_Task requirements_
Among the lines below, keep only those from the one containing "what do you" through the one containing "PR #2859, opened 2026-04-14", and reproduce them exactly.

(The records Opens)

PR #2853, opened 2026-04-01
fix(peewee): support form_choices in Peewee ModelView

### LINKED ISSUE #2235: form_choices for flask_admin.contrib.peewee.ModelView doesn't work
It seems the `form_choices` does not work when using the peewee version of ModelView.

`Flask-Admin==1.6.0`

hasansezertasan:
## Summary

- Override `convert()` in `CustomModelConverter` to check `form_choices` before delegating to wtfpeewee's default conversion, returning a `Select2Field` when choices are defined (matching the SQLAlchemy contrib behavior)
- Add test for `form_choices` in the Peewee test suite
- Add `form_choices` usage to the `peewee_simple` example

Fixes #2235

## Test plan

- [x] `pytest flask_admin/tests/peeweemodel/` — all 12 tests pass
- [x] Manual verification with `peewee_simple` example — `status` field renders as a Select2 dropdown


ElLorans:
This looks solid, but why can't we use the same convert function across the different orms? Maybe we can even upstream it to ModelConverter?

flask_admin/tests/peeweemodel/test_basic.py
```diff
@@ -981,6 +981,123 @@ class Model(BaseModel):
...
+            "status": status_choices,
+            "priority": priority_choices,
+        },
+    )
+    admin.add_view(view)
+
+    form_obj = view.create_form()
+
+    # Check that select field is rendered with correct choices
+    assert type(form_obj.status).__name__ == "Select2Field"  # type: ignore[attr-defined]
```
ElLorans: Why not isinstance?
```suggestion
    assert isinstance(form_obj.status, form.Select2Field)  # type: ignore[attr-defined]
```

PR #2829, opened 2026-03-11
fix the CSRF token on delete files and directories

samialfattani:
CSRF token is not generated in the `file/list.html` page for both file and directory delete `<form>`. This PR uses `csrf_token()` to generate the token and put them in a hidden field to be submitted within the delete action.

**Why this PR:** it supports CSRF in `file/list.html` if the user useed `flask_wtf.csrf.CSRFProtect`

**Test:** This PR adds many test cases that covers all pages of FileAdmin() including list, rename, upload, ...etc. also there are some tests that include the csrf_token in the post request and assert the response to be 200 not 400.

PR #2854, opened 2026-04-01
Fix FomanticUI

samialfattani:
This PR enhances Fomantic UI  #2643  to be compatible with latest changes. 

### List of enhancements

- [x] import JQuery as a local file
- [x]  import `semantic.min.css` (with its included fonts) and `semantic.min.js` as local files (v2.9.4).
- [x] Fix the CSRF token on delete files and directories #2829 is mapped here.
- [x] Fix css class generated by column name #2730, is mapped here.
- [x] Add Menu Divider in the Fomantic  example.
- [x] add `admin_csp_nonce_attribute` where it is missing.
- [x] Fix macro `menu_icon(item)`

### Issues still need to be fixed

- [ ] Menu Divider still not appear properly since the css class is mixed up with Bootstrap4 classes.
- [ ] Inline-Editing is not supporting here. but i think #2847 is doing greate job there, and i thing it will unblock this issue.


ElLorans:
Thanks!

1. Why do we need docker to test this?
2. Can we remove the https://github.com/pallets-eco/flask-admin/pull/2829 since it's a different topic?

samialfattani:
> * Why do we need docker to test this?

what do you mean? i reviewed the source code but i couldn't find any docker refernce in the change. plus, i can run the `examples/fomanticui` normally like all other examples without need to docker.

> Can we remove the https://github.com/pallets-eco/flask-admin/pull/2829 since it's a different topic?

it was a bug in bootstrap4, i think if we are adding new UI we should avoid old mistakes. anyway the CSRF part within HTML pages and we still did not touch any *.py files.

PR #2859, opened 2026-04-14
Exclude LICENSE.txt from Dependabot pip updates (#2856)

giac41:
Dependabot was scanning .txt files in example and test directories which are not actual dependency manifests. 

The following paths are excluded from the pip ecosystem scan:
- examples/**
- flask_admin/tests/**

fixes #2856


ElLorans:
Why excluding flask_admin/tests/**? Shouldn't we exclude license, too?

giac41:
I excluded `flask_admin/tests/**` because I found several `.txt` files in test fixtures that clearly do not look like dependency manifests. However, I agree that excluding the whole directory is broader than necessary.

I checked recent Dependabot commits and did not find any that were clearly tied to `.txt` files, so I cannot confirm that these specific files have caused issues in practice.

That said, I found several `.txt` files in the repository that clearly do not appear to be dependency manifests:

- `./LICENSE.txt`
- `./examples/bootstrap4/files/d1/dummy.txt`
- `./examples/bootstrap4/static/d1/afile.txt`
- `./examples/s3/localdir/yy/zz/afile.txt`
- `./flask_admin/tests/tmp/inner/test1.txt`
- `./flask_admin/tests/fileadmin/files/dummy.txt`
- `./flask_admin/tests/sqla/files/dummy.txt`

So rather than excluding whole directories, I think an explicit `exclude-paths` list for these files would be a safer and more targeted approach.

ElLorans:
A simpler
```
 exclude-paths:
      - "*.txt"
```
would not require manually updating the list, though.

giac41:
After digging deeper, I think the problem is not just an exclusion list, but a mismatch between the current Dependabot config and the actual state of the repository.

The live `.github/dependabot.yml` still contains a `pip` entry pointing at `/requirements/`, but that directory no longer exists in the current repository. The project migrated to `uv` in June 2025 (`pyproject.toml` + `uv.lock` at repo root), and the recent public Python Dependabot PRs in this repo use `dependabot/uv/...` branches, not `dependabot/pip/...`.

Also, the relevant upstream bug is `dependabot/dependabot-core#13960`, which describes exactly a case where Dependabot treats `LICENSE.txt` as a Python requirements file in the `uv` ecosystem. 

So I’m not sure that adding `exclude-paths` under the current `pip: /requirements/` entry can actually affect root files such as `LICENSE.txt`, or the `uv` jobs / PRs.

I also checked recent public Dependabot PRs and did not find one that was clearly triggered by a specific `.txt` file, so I can’t confirm which exact file is responsible.

My suggestion would be:
1. first realign the Dependabot config with the current repo layout (replace/remove the stale `pip: /requirements/` block and add a `uv` entry in the correct location, probably `/`);
2. test on a fork and inspect the Dependabot job logs;
3. only if still needed, add conservative `exclude-paths` on the `uv` entry.

If we still want an immediate workaround, I think an explicit path list is safer than `*.txt`, but only if it is placed under the entry that actually governs the `uv` scans. Because in my opinion using `*.txt` is too coarse and would ignore all `.txt` files in the repository, including ones that could be legitimately used in the future

ElLorans:
My understanding is that the uv/pip mismatch does basically nothing: dependabot uses pip but then it install uv and uses the uv commands.
Can you trigger a dependabot job on your fork and test yourself?
You cannot see failed dependabot runs due to .txt because you don't have the permissions

giac41:
I tested it on my fork.

With `uv` at `/` and no exclusions, the Dependabot update job `uv in /. - Update #1329757521` failed.

Then I added `exclude-paths: - "LICENSE.txt"` (commit 27fcef6), and the next Dependabot update job `uv in /. - Update #1329782778` succeeded. Dependabot also opened a `python:uv` PR on the fork afterwards.

So this appears to fix the blocking updater error related to `LICENSE.txt` on my fork. The remaining failing checks are CI/test failures on the Dependabot PR itself, not the original updater failure.

PR #2881, opened 2026-04-27
fix encoding of file edit

samialfattani:
In the FileAdmin we can allow the user to edit the text files. However, the file can't save non-ascii characters such as emojis🤨. This PR is raised to enable editing files with support of UTF-8 encoding.


samuelhwilliams:
Just to check my understanding, this is only for local file editing right - not azure or s3?

Also I think the dummy file rename is not an intended part of this PR - could you remove that change please? 🙏  I think that's a side effect of some test failures, which isn't ideal, but we shouldn't bring that rename in

samialfattani:
> this is only for local file editing right - not azure or s3?

Yes 

> Also I think the dummy file rename is not an intended part of this PR

I don't know what renaming that u r refferring to ? I didn't rename any file. if you mean `examples/bootstrap4/files/dummy.txt` and `examples/bootstrap4/files/d1/dummy2.txt` ,then those are added just allow test this function in the example. i.e. the is no any unit test will be affected

ElLorans:
> I don't know what renaming that u r refferring to ? I didn't rename any file. if you mean `examples/bootstrap4/files/dummy.txt` and `examples/bootstrap4/files/d1/dummy2.txt` ,then those are added just allow test this function in the example. i.e. the is no any unit test will be affected

It's the first edit: https://github.com/pallets-eco/flask-admin/pull/2881/changes#diff-984cb167561ffd569fa92ae3e3308dc489e4ef7ebe0c4a087aa6b81c70701244

samialfattani:
> - could you remove that change please? 🙏

done

samuelhwilliams:
Looks good - thanks.

Could you include a line update under 'bug fixes' to the changelog please? 🙏

ElLorans:
> Looks good - thanks.
> 
> Could you include a line update under 'bug fixes' to the changelog please? 🙏

maybe it's a tiny bit easier if we merge https://github.com/pallets-eco/flask-admin/pull/2886 first so that we have the new section in the changelog

samialfattani:
> maybe it's a tiny bit easier if we merge #2886 first so that we have the new section in the changelog

 #2886 is merged, can we merge this one ?

samuelhwilliams:
Yep, this looks fine to get in. Please can you add a line to the changelog 🙏

samialfattani:
> Yep, this looks fine to get in. Please can you add a line to the changelog 🙏

done

samuelhwilliams (approved):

(The records Closes)

_Solved problem_
what do you mean? i reviewed the source code but i couldn't find any docker refernce in the change. plus, i can run the `examples/fomanticui` normally like all other examples without need to docker.

> Can we remove the https://github.com/pallets-eco/flask-admin/pull/2829 since it's a different topic?

it was a bug in bootstrap4, i think if we are adding new UI we should avoid old mistakes. anyway the CSRF part within HTML pages and we still did not touch any *.py files.

PR #2859, opened 2026-04-14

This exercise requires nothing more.